Disclaimer: This library has been designed to be somewhat user friendly, but it is still a research project primarily aimed towards other researchers. There is no ready-to-use CLI and you will very likely have to dig into the code in order to understand how it works and how it can be used for your problems. The classes and functions provided here should make the process easier, but you will have to make judgements based on your particular problem.
For more detailed explanations and comparisons, there is also the TMLR paper.
This is a code library to train deep reinforcement learning agents with problems where the data conforms to a relational data model (or the data can be made to follow one).
One way to think of it is that if that state of your problem can be represented by a variable number of discrete objects with properties and relations to other objects, this might be useful for you.
The primary data structure used to represent states/observations is a Dict[tuple[str, ...]: float | int | bool].
Each key in the dict has the form (P, X, ...), where the first element is always a predicate, and the rest of the tuple are its object arguments.
The library includes:
- Filter and manipulate tuple dicts.
- Convert tuple dicts to biparitite graphs.
- Run neural message passing over biparitite graphs.
- Train an RL agent using a PPO implementation (with some extra features) that handles batching the variable sized states.
- Functions related to sparse sampling of actions is stored separately in this library
This project uses uv for dependency management.
Run uv sync --extra cu128 for PyTorch compiled with CUDA 12.8 and uv sync --extra cpu for CPU only.
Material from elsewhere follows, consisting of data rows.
Issue #1892, opened 2026-07-24
Epoch close has no resilience to a stalled checkpoint writer: the notifier is a single point of failure that blocks EndOfPublish network-wide, indefinitely and near-silently


omersadika:
## Class, not instance

Three different checkpoint-writer outages in one week — gas exhaustion (07-19), sui-state-direct verification bootstrap failure (#1882, 07-23 and 07-24), and the sync-side stall described below — each produced or would produce the same network-level outcome: **the epoch cannot close, ever, until a human intervenes**. The instances have their own fixes (gas top-up, config revert); this issue is about the class.

## Observed live (twice on testnet, near-miss on mainnet)

- 2026-07-23: testnet epoch 360 overdue ~30m+, `user_sessions_lag` asserted on all 40 validators. The final user-session completions were certified in dwallet checkpoints that never landed on Sui. Resolved by restarting the notifier.
- 2026-07-24: identical recurrence at epoch 361 (overdue 1,700s+ when caught).
- Same day: the **mainnet** notifier showed the same stall signature (known−synced gap 12,276, growing) ~21h before mainnet's first v1.2.5 epoch close — caught by an infra alert added after the second testnet incident, fixed before the boundary.

## Mechanism (code-verified, v1.2.5)

1. **Single writer by design**: dwallet/system checkpoint submission runs only where `sui_notifier: Some(SuiNotifier)` — one funded Sui address on the notifier node (`sui_executor.rs:60` "Submission state for the notifier's single Sui address"). Validators embed the identical submission machinery (`sui_connector` write metrics exist on every validator, permanently zero) but are role-gated to `None`.
2. **The close gate is chain-side**: `all_epoch_sessions_finished` compares the coordinator's on-chain `completed_sessions_count` against the locked close target (`sui_syncer.rs` ~1320). Completions only reach the chain through the sole writer's checkpoints. Writer stalled ⇒ every validator asserts `user_sessions_lag` ⇒ no EndOfPublish ⇒ no close. There is no timeout, no fallback, no escalation.
3. **The failure is near-silent in-protocol**: the only defense is an error log after 1h of *failed submissions* (`sui_executor.rs:786`). In both incidents it never fired — the stall was on the checkpoint-**sync** side (synced=0 while known=21k), so there was nothing to submit and therefore no submission failures. From the binary's own telemetry, a fully-stalled writer is indistinguishable from an idle one.
[...]

PR #1894, opened 2026-07-24
fix(#1892): make a stalled checkpoint writer loud and correctly attributed (writer-lag blocked-reason, sync-stall self-report)

omersadika:
Addresses #1892 under the reviewed design constraint: **the network keeps exactly one transaction-publishing node (the notifier); validators never submit.** The fallback-writer mechanism from earlier revisions was removed on review (see comments); what ships is the observability pair that makes a writer stall minutes-to-detect and correctly attributed — both July incidents were near-silent in-protocol and lost their first debugging phase to `user_sessions_lag` ambiguity.

## B. The close gate names the writer (validators, read-only)

`sync_dwallet_end_of_publish` reads the local certified dwallet-checkpoint head and exports:
- `ika_sui_connector_chain_dwallet_checkpoint_writer_lag` — highest locally-certified checkpoint − the coordinator's on-chain cursor;
- a new `checkpoint_writer_lag` label on the EndOfPublish blocked-reason gauge — set when sessions are unfinished on chain **while certified checkpoints sit unlanded**, lighting up alongside `user_sessions_lag` and naming the writer directly. Also carried in the gate-stuck WARN.

Observability only: validators submit nothing; the gate's firing conditions are unchanged.

## C. The writer self-reports a sync stall (the nothing-to-submit blind spot)

State sync (both checkpoint streams) detects "same-chain peers advertise checkpoints ahead of us and our synced watermark is not advancing" (120s grace), exports `ika_dwallet_checkpoint_sync_stall_seconds` / `ika_system_checkpoint_sync_stall_seconds` (0 = healthy), and errors at 1/min. This covers the exact incident shape (`synced=0`, `known=21k`): nothing reaches the submission path, so the pre-existing 1h submission-failure log can never fire. The `highest_known_*` gauges now refresh every 5s tick from peer heights instead of only when a sync job runs — which is exactly what stops happening during this stall.

## Docs (same PR, per dev-docs policy)

- `dev-docs/specs/checkpoint-writer-observability.md` — the deliberate single-writer design, the two stall shapes, and their signals; indexed in `dev-docs/README.md`.
- `dev-docs/playbooks/mpc-stall-postmortem.md` — new diagnosis class: `all_epoch_sessions_finished=false` with `checkpoint_writer_lag > 0` ⇒ fix the notifier, not the MPC pipeline.

## Out of scope, by direction

Writer redundancy. The liveness gap remains operational (restart the notifier). The forward-looking option preserving a single writer *identity* is SIP-58 address-balance gas (`ValidDuring`): byte-identical, deterministically-constructed submissions from replicated notifier processes collapse to one tx digest — active-active redundancy without a second address or any takeover logic — and it would delete the gas-object caching machinery outright. Left for a follow-up once address-balance gas is enabled on the target networks.

## Validation

- `SyncStallTracker` unit tests (grace, rate-limit, recovery, never-synced bootstrap shape): 6/6.
- Full cluster suite ran green (22/22 pre-existing tests) on an earlier revision whose diff was a strict superset of this one; a fresh run on this exact head is linked in comments.
- `cargo clippy --all-targets` clean on touched crates; `cargo fmt --all`.


omersadika:
Cluster suite (full, includes the new `epoch_close_survives_notifier_death_via_fallback_writer`) dispatched on this branch: https://github.com/dwallet-labs/ika/actions/runs/30109710608

omersadika:
**Cluster suite result (run 30109710608):** 22/23 passed — the only failure was the new `notifier_failover` test itself, i.e. no regressions across the existing cluster suite.

The test's failure was an epoch-numbering bug in the test, not in the failover: with 30s epochs and a multi-minute boot the cluster is far past epoch 2 by phase 3, so `wait_for_epoch(2)` returned instantly, no takeover was ever needed, and the counter assertion (correctly) flagged that nothing had been exercised. Fixed in ff5bf615: phase 3 now waits for `epoch_at_kill + 2` — two closes guarantee one full epoch cycle (mid-epoch → reconfig → pricing → lock → advance + all checkpoints) happened entirely after the primary's death.

Re-dispatched:
- fixed test (must pass): https://github.com/dwallet-labs/ika/actions/runs/30111285527
- test-testing fault injection, fallback removed (must FAIL, proving the test catches the pre-#1892 outage shape): https://github.com/dwallet-labs/ika/actions/runs/30111334510

omersadika:
**Validation complete — the regression test is proven in both directions:**

- ✅ **Must-pass** (fallback configured, notifier killed): run 30113080474 — `epoch_close_survives_notifier_death_via_fallback_writer` **PASSED** in 581s, first try. Two full epoch closes completed after the notifier's death, and the in-test assertion confirmed the takeover counter went positive (only the fallback-key validator can increment it).
- ❌ **Must-fail** (test-testing fault injection: fallback removed, everything else identical): run 30111334510 — **FAILED on both tries with exactly the expected evidence**: `epoch did not close after the notifier died — the fallback writer never took over: Elapsed(())` after the 900s ceiling. That is the pre-#1892 outage shape, reproduced and caught. Fault branch deleted.
- Full cluster suite on the branch (run 30109710608): 22/22 pre-existing tests passed — no regressions from the writer changes.

Branch history was rewritten for commit authorship only (`--reset-author`, trees identical to the SHAs CI ran on): `22e65e5c → 1a69b7c1`.

omersadika:
Reworked per review direction (single notifier; validators never publish): the fallback-writer mechanism, its config surface, swarm plumbing, and the failover test are removed in 129f038d — the branch now carries only the observability changes (writer-lag attribution on validators + the notifier's sync-stall self-report). Net diff vs main is now +249/−170ish lines across sui_syncer/state_sync/metrics/docs.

Vejde is built around the idea of a problem belonging to a given data domain, or conforming to a given data schema. This schema is used to define the number of embeddings and actions the agent
should use. One agent is assumed to be applicable to the entire domain, even if the number of entities in a given problem instance may vary. For example, a computer network model might have two asset
Host and Network, but we can instatiate many different networks with different numbers of hosts.
The class BaseModel represents the schema and defines the functions needed to use the library with an environment. It is deliberately agnostic to how the underlying implementation works, however.
The BaseModel class represents a lifted relational model of your domain, meaning that it should not contain information specific to particular instances. It is also assumed to be static while the problem
is running. An example of an instatiated model can be found in the vejde-rdll implementation.
The class BaseGroundedModel enables extended functionality for instance specific information, such as including known constants.
This class is only used for certain wrappers and does not directly impact the design of an agent.
Once you have defined a BaseModel class, you also need to make sure your environment provides observations in a relational format.
States/Observations should be provided in the following format:
{
tuple[str, ...]: float | int | bool,
tuple[str, ...]: float | int | bool,
tuple[str, ...]: float | int | bool,
...
}
where the first entry of the tuples are the predicate, and the rest of the tuple are parameters. Here is a concrete example:
{
(Age, Anna): 25
(Friends, Anna, Beate): True,
(Friends, Anna, Clara): True,
}
This will yield a graph like this:
Once you have set up the environment, you can train an agent with the provided PPO implementation. This repository does not contain a domain-agnostic example yet, but you are advised to take a look at the RDDL examples
The most developed extension of Vejde is the RDDL extension. It wraps pyRDDLGym, and provides an child class of BaseModel which automatically pulls the required fields from the simulator. This lets you experiment with many of the problems in the library of RDDL problems.
There is also an extension for interacting with the MAL Simulator, which can be found at vejde-malsim
-
regawadata- Data classes used in other modules.embedding- Classes to embed various node types.gnn- Classes and functions for message passing.model- Lifted and grounded relational model definitionspolicy- Action sampling and evaluation.rl- PPO and other methods for reinforcement learning.wrappers- Functions to transform and filter observations to the graph format used by the GNNs.
-
test- Scripts and actual tests to run various parts of the library.
If you use Vejde in your work, please cite it using the following information:
@article{
nyberg2026vejde,
title={Vejde: A Framework for Inductive Deep Reinforcement Learning Based on Factor Graph Color Refinement},
author={Jakob Nyberg and Pontus Johnson},
journal={Transactions on Machine Learning Research},
issn={2835-8856},
year={2026},
url={https://openreview.net/forum?id=EFSZmL1W1Z},
note={}
}
- Entity Gym - Similiar goals of variable-sized observations/states, but without explicit relations.
- SR-DRL - Also uses RDDL. The action selection method is largely based on this project.
- ORACLE Sage - Similar to SR-DRL, but with an additional planning component.
- Learning General Optimal Policies with Graph Neural Networks: Expressive Power, Transparency, and Limits - Also uses a factor graph to represent the state, but in a deterministic planning context.